I'm gonna lead with the typical, "The rules in your state are different than mine" speech.
Now, that said, I had a very similar situation here (Virginia) a couple years ago. Town lots got sold off until there was nothing left of the original tract, except for a 40' wide section of "street" only one block long. This is currently the last block ending at town limits. The adjoiner is a 1200 acre tract. The owner of the 1200 acres was speculating development. After a lot of research, title examination, lawyers fees, etc. it was determined the 40' by 800' strip belonged to the heirs. There is actually a paved "street" in the strip, and has been my entire life. The final results were:
1. The heirs own it, but no one can find any of them to offer to purchase the property.
2. Only lots fronting on this section of street have legal access (prescriptive) by using it. Also, the owners of these lots have been pooling funds to maintain the pavement. It is not state maintained. Though interestingly enough VDOT named it and placed a street sign there.
3. The street there can not be extended, and no new street with in the 1200 acres can be tied in to it. (To prevent through traffic.)
Not sure if this is any help to you, but that's how the cookie crumbled in rural Virginia.
Chris, assuming it is a Filed Map street and any lots were sold it is doubtful the heirs still have full rights to it. It extended to the 1200 acres most likely with full intent of granting them access to public roads.
Even if had no lots fronting it and was in full control of the heirs there is still a remedy in PA. A landlocked party can sue for access. If the heirs don't show up in court they lose. Plus preventing through traffic may be against the public interest. Also Spite Strips to prevent access by others is not in the public interest.

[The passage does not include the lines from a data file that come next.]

PR #346, opened 2020-05-14
disable route cache during development

Findus23:


app/public/index.php
```diff
@@ -51,7 +51,9 @@
 $app->add(new CacheMiddleware());
 
 $routeCollector = $app->getRouteCollector();
-$routeCollector->setCacheFile('../tmp/cache/route_cache.php');
+if (!DEBUG) {
```
tsteur, line 54: @Findus23 should it be rather `CACHING_ENABLED` ?

Findus23: I was not sure, which one would be better. But if it is easier for you this way, I will change it.

PR #349, opened 2020-05-28
Support Matomo 4 [WIP]

tsteur:
Left to is:

* Copy pictures from the previous version into latest version eg from public/img/3.x to public/img/4.x and update all needed pictures.
* Copy `docs/3.x-dev` to `docs/4.x-dev`

We'll do this closer to the beta to not having to maintain both 3.x and 4.x docs for the next few weeks.


tsteur:
FYI Had to update our Sami to support PHP 7.2 syntax in the docs generator... it actually fixes few issues but in the hooks page it doesn't format variables correctly when they are references. That's just a minor visual thing.

PR #353, opened 2020-06-18
Document few changes for Matomo 4

tsteur:
refs https://github.com/matomo-org/matomo/issues/12420

Updated some docs based on the changelog and also updated some domains, piwik.js and matomo.js mentions etc.

### DIFF
--- a/docs/4.x/ab-tests/browser.md
+++ b/docs/4.x/ab-tests/browser.md
@@ -107,7 +107,7 @@ _paq.push(['AbTesting::create', {
       }
       return false;
   },
-  matomoTracker: Matomo.getAsyncTracker(piwikUrl, piwikSiteId),
+  piwikTracker: Matomo.getAsyncTracker(matomoUrl, matomoSiteId),
   variations: [
         // [...]
         {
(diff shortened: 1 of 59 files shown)


tsteur:
@sgiehl  or @Findus23 if someone could have a very quick look that be great.

docs/4.x/ab-tests/browser.md
```diff
@@ -107,7 +107,7 @@ _paq.push(['AbTesting::create', {
       }
       return false;
   },
-  matomoTracker: Matomo.getAsyncTracker(piwikUrl, piwikSiteId),
+  piwikTracker: Matomo.getAsyncTracker(matomoUrl, matomoSiteId),
```
sgiehl, line 110: Guess the `piwikTracker` option hasn't been renamed in the plugin yet?

sgiehl (approved):
LGTM

Findus23 (approved):
Didn't see anything weird when scrolling through. Maybe once we have replaced all piwik occurrences, we could remove the automatic replacement as I think it still breaks some pages.

docs/4.x/ab-tests/browser.md
tsteur: exactly, will change the premium feature docs once we renamed things there

PR #354, opened 2020-06-18
Add Matomo 4 Plugin Migration guide

tsteur:

Had a look through the changelog https://github.com/matomo-org/matomo/blob/4.x-dev/CHANGELOG.md but couldn't find many things that changed in particular and are especially interesting for plugin developers. Most of the changes are rarely used events and mostly used internally.

@diosmosis  @sgiehl @Findus23 let me know if you think anything needs to be explained in more detail compared to the changelog. Do we maybe have a list of the upgraded libraries? They be good to mention, although maybe rather in the changelog itself.

We can also always merge for now and add more things over time.


diosmosis:
There are some materialize changes that people may need to make, though if they use matomo directives, not as many. Should this be mentioned?

tsteur:
@diosmosis not sure. Do you have an example? eg a link to a diff or so? Guess also only directives mentioned here would need document if something changes there. https://github.com/matomo-org/matomo/blob/4.x-dev/tests/UI/expected-screenshots/Theme_demo.png as others aren't really considered API. Eg the form directives, piwik-block etc.

docs/migrate-matomo-3-to-4.md
```diff
@@ -0,0 +1,79 @@
...
+# Migrate Plugin from Matomo 3.X to Matomo 4
+
+This migration guide covers explains how to do some migrations to make a plugin compatible with Matomo 4. A list of
+all changes in Matomo 4 can be found in the [Changelog](/changelog).
+
+## Adjust the required Matomo version
+
+For your plugin to be executed in Matomo 4 you first need to configure it as compatible with Matomo 4:
+
+* specify that your plugin requires Matomo 4 (thr require for Piwik 3 used to be eg `"piwik": ">=3.0.0-b1,<4.0.0-b1"`).
```
Findus23, line 13:
```suggestion
* specify that your plugin requires Matomo 4 (the require for Piwik 3 used to be eg `"piwik": ">=3.0.0-b1,<4.0.0-b1"`). 
```

docs/migrate-matomo-3-to-4.md
```diff
@@ -0,0 +1,79 @@
...
+* The sameas and divisibleby tests are deprecated in favor of same as and divisible by respectively.
+
+e.g. `divisibleby(2)` becomes `divisible by(2)`
+
+## Summary
+
+In this guide we have seen which steps to take to migrate your Matomo plugin to be compatible with our latest Matomo 4.
+If you need further help for converting your plugin to Matomo 3, head over to the [Piwik developers community forums](https://forum.matomo.org/c/plugins-platform).
+
+Once you've adjusted your plugin don't forget to release a new version.
```
Findus23, line 79:
```suggestion
Once you've adjusted your plugin, don't forget to release a new version.
```

Findus23 (commented):
Just two minor typos. The rest sounds good.

docs/migrate-matomo-3-to-4.md
```diff
@@ -0,0 +1,79 @@
...
+category: Develop
+---
+# Migrate Plugin from Matomo 3.X to Matomo 4
+
+This migration guide covers explains how to do some migrations to make a plugin compatible with Matomo 4. A list of
+all changes in Matomo 4 can be found in the [Changelog](/changelog).
+
+## Adjust the required Matomo version
+
+For your plugin to be executed in Matomo 4 you first need to configure it as compatible with Matomo 4:
```
diosmosis, line 11: would reword this from "configure it as compatibile" to "show it is compatible with matomo 4 in your plugin.json file"

tsteur: 👍 changed

tsteur:
I'll merge for now and we can look at this again when we do the RC or so.

PR #366, opened 2020-08-06
archiving docs changes

diosmosis:
* [X] first draft
* [x] revise draft

Refs https://github.com/matomo-org/matomo/issues/16261

### DIFF
--- a/docs/4.x/archiving.md
+++ b/docs/4.x/archiving.md
@@ -79,7 +79,7 @@ Archive data is calculated differently based on the period type:
 - "day" periods are aggregation of log data
 - "week", "month", "year" and custom date ranges are aggregation of "day" reports
 
-For example archive data for a week is created by aggregating archive data of the 7 days of the week. This is much faster than aggregating log data.
+For example archive data for a week is created by aggregating archive data of the 7 days of the week. This is much faster than aggregating seven days of log data.
 
 ### Plugin Archivers
 
@@ -124,7 +124,7 @@ Persisted reports and metrics are indexed by the website ID, period and segment.
 The status of each archive is stored as a row in the `archive_numeric_*` tables. The archive status row has `name` value of
 `done*`, where the suffix can contain a specific plugin name and/or segment hash.
 
-In the code, these rows are called the "done flag"s of an archive, and the value of this row (called the "done flag value")
+In the code, this row is called the **done flag** of an archive, and the value of this row (called the **done flag value**)
 is the status of the archive. This row can have the following values:
 
 * `ArchiveWriter::DONE_OK` - the archive was successfully processed and can be read.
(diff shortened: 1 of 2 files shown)


Findus23 (approved):
Sounds good to me (can't talk about the content)

diosmosis:
FYI @tsteur merged this

docs/4.x/archiving.md
```diff
@@ -41,21 +41,24 @@ While pre-computing archive data seems of course superfluous for 1000 page views
 
 ## When?
 
-By default, archive data is calculated and cached **on-demand**. When a specific report is requested, Piwik will check if the required archive data exist and generate it if not.
+### On-demand Archiving
+
+By default, archive data is calculated and cached **on-demand**. When a specific report is requested, Piwik will check if the required archive data exists and generate it if it does not.
```
tsteur, line 46: Maybe we also add something like this:

If the report was archived recently (within configured amount of seconds in time_before_today_archive_considered_outdated) then no new archive is generated.

docs/4.x/archiving.md
```diff
@@ -41,21 +41,24 @@ While pre-computing archive data seems of course superfluous for 1000 page views
...
 
 ### Pre-archiving
 
-When tracking a website with a lot of traffic, the archiving on-demand might take too much time. In those situations, archiving on demand must be disabled and [pre-archiving needs to run in background at a scheduled time](https://matomo.org/docs/setup-auto-archiving/).
+When tracking a website with a lot of traffic, on-demand archiving will take too much time and resources, causing users to wait a long time before a report becomes visible.
```
tsteur, line 50: Maybe we could be more specific and say something like:

if you have more than 500 page views a day, or a slow server, or generally find Matomo slow, then we recommend you disable browser archiving and set up CLI archiving...

docs/4.x/archiving.md
```diff
@@ -137,10 +153,165 @@ For example, the *UserSettings* plugin uses one record to hold browser details o
...
+    // ...
+
+    public function __construct(ArchiveProcessor $processor)
+    {
+        parent::__construct($processor);
+
+        // if a single report is requested, mark the archive we're creating as partial
+        $this->requestedReport = $processor->getParams()->getArchiveOnlyReport();
+        if ($this->requestedReport) {
+            $processor->getParams()->setIsPartialArchive(true);
```
tsteur, line 285: @diosmosis didn't notice this was needed? Any chance we could handle this automatic? (`$processor->getParams()->setIsPartialArchive(true);`)

docs/4.x/archiving.md
```diff
@@ -137,10 +153,165 @@ For example, the *UserSettings* plugin uses one record to hold browser details o
...
+    }
+
+    public function aggregateMultipleReports()
+    {
+        if ($this->isArchiving('MyPlugin_mySpecificReport')) {
+            $this->getProcessor()->aggregateDataTableRecords(['MyPlugin_mySpecificReport']);
+        }
+    }
+
+    private function isArchiving(string $reportName)
```
tsteur, line 312: should we put this method maybe in the parent class so not every one has to add it?

tsteur (commented):
@diosmosis left few minor comments 👍

docs/4.x/archiving.md
diosmosis: No, because the extra code in aggregateDay/MultiplePeriods has to exist too, otherwise we'd mark a full archive as partial. It has to be done by Archivers that specifically support this behavior.

docs/4.x/archiving.md
diosmosis: 👍

docs/4.x/archiving.md
diosmosis: 👍

docs/4.x/archiving.md
diosmosis: Yeah, though if it's not used in conjunction w/ the other code, it'll just introduce bugs. I thought it was better to require users to be explicit about how they implement partial archiving support, and not just use it because they see it.

docs/4.x/archiving.md
tsteur: OK. I thought it would in worst case only end up with only a done flag in the archive but no actual report (or all reports archived again instead of the specifically requested report in that plugin).

docs/4.x/archiving.md
tsteur: OK no big preference. Just would avoid needing it in several archivers (since we'll add it to funnels, usersflow, custom reports, ...) but it's also not complex method so can be added into the archiver again

Issue #370, opened 2020-08-16
Update recommended coding standards on the "Contributing to Mamoto Core" page


nina-py:
This page: https://developer.matomo.org/guides/contributing-to-piwik-core has the following lines:

> Make sure your code follows the PSR 1, PSR 2 and PSR-4 coding standards.

On following the link to the PSR 2 standard, I see that it's been deprecated for just over a year:

> Deprecated - As of 2019-08-10 PSR-2 has been marked as deprecated. PSR-12 is now recommended as an alternative.

Solution: link to the PSR-12 standard instead?

tsteur:
Sounds good @nina-py  👍  do you mind creating a PR?

nina-py:
> Sounds good @nina-py +1 do you mind creating a PR?

Not at all, will do asap.

nina-py:
Thanks Thomas for merging the pull request!

PR #372, opened 2020-08-17
Issue #370: updated coding guidelines link

nina-py:
Updated coding guidelines to link to PSR 12 instead of the deprecated PSR 2.


tsteur:
Thank you very much @nina-py

PR #373, opened 2020-08-17
Trying to document &convertToUnicode

mattab:
*   **convertToUnicode**; by default (when set to 1), the output is sent in `UTF-16LE`. If set to 0, then the output will be encoded in `UTF-8`.

refs https://github.com/matomo-org/matomo/issues/16166#issuecomment-665430577


tsteur:
@mattab you would need to mention this only applies to CSV format?

PR #378, opened 2020-08-27
Use \DI\autowire instead of \DI\object

sgiehl:
refs https://github.com/matomo-org/matomo/pull/16311


tsteur:
@sgiehl does `DI\link` also need to be updated? Not sure if there an example with a callback in there already but if not be good to add one with `DI\value(function...)` and one maybe where function is used as a factory?

sgiehl:
@tsteur wasn't able to find `DI\link` in Matomo, nor in any of our plugins or the documentation. Shall we mention it nevertheless?
Also added a block about adding event listeners

PR #380, opened 2020-09-04
Document setVisitStandardLength JS tracker function

mattab:
Added in https://github.com/matomo-org/matomo/pull/15058/files

probably also need to mention the function in https://matomo.org/faq/general/faq_36/ ?


tsteur:
Updating the FAQ too sounds good @mattab

PR #545, opened 2021-09-06
document "How many rows should I expect in an archive table?"

tsteur:


docs/4.x/database-schema.md
```diff
@@ -307,6 +307,16 @@ In `archive_blob` tables:
 - the `index_period_archived` index is used in the same way as the one in `archive_numeric` tables
 - `archive_blob` tables do not have an index that makes it fast to query for rows by site, period and archived date. This is because they should not be queried this way. Instead, the `archive_numeric` table should be queried and the `idarchive` values saved. These values can be used to query data in the `archive_blob` table.
 
+### How many rows should I expect in an archive table?
+
+Seeing millions of rows in an archiving table is not uncommon. Depending on what features a Matomo has enabled and how many unique goals, custom reports, funnels, action URLs and referrers a site tracks each individidual archive contains on average approximately 30-100 entries in a blob table and 10-30 entries on average for each archive in the numeric table. Some Matomos might store a lot more or a lot less rows per archive.
```
sgiehl:
```suggestion
Seeing millions of rows in an archiving table is not uncommon. Depending on what features a Matomo has enabled and how many unique goals, custom reports, funnels, action URLs and referrers a site tracks each individual archive contains on average approximately 30-100 entries in a blob table and 10-30 entries on average for each archive in the numeric table. Some Matomos might store a lot more or a lot less rows per archive.
```

sgiehl (changes requested):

Lastly if the heirs cannot be found how are they paying the taxes on all this variety of strips? I would say they have defaulted to the taxing authority.
Paul in PA
Paul,
The last I heard of it, was the plan was for a tax sale of the strip due to unpaid taxes like you said. The 1200 acres has over 1000 feet of state road frontage another road, so it isn't land locked. The developer wanted as many access points as possible, which makes sense. But it never got resolved, because the developer went bankrupt before he really even got started. A man a knew owned the 1200 acres, had made a deal to sell to the developer owner financed. The developer made payments for several years, defaulted on the loan, and the land reverted back to the owner. After that the whole argument was put on hold.
The owner died about 4 months ago, leaving his entire estate to Liberty University which is about an hour and half away from here. They have done nothing with it yet. Maybe we will get a college! If so, I'm sure the battle will continue.?ÿ
Don't know the laws there, but does derelict fee come into play, and maybe the abutting lots own the street-shaped parcels?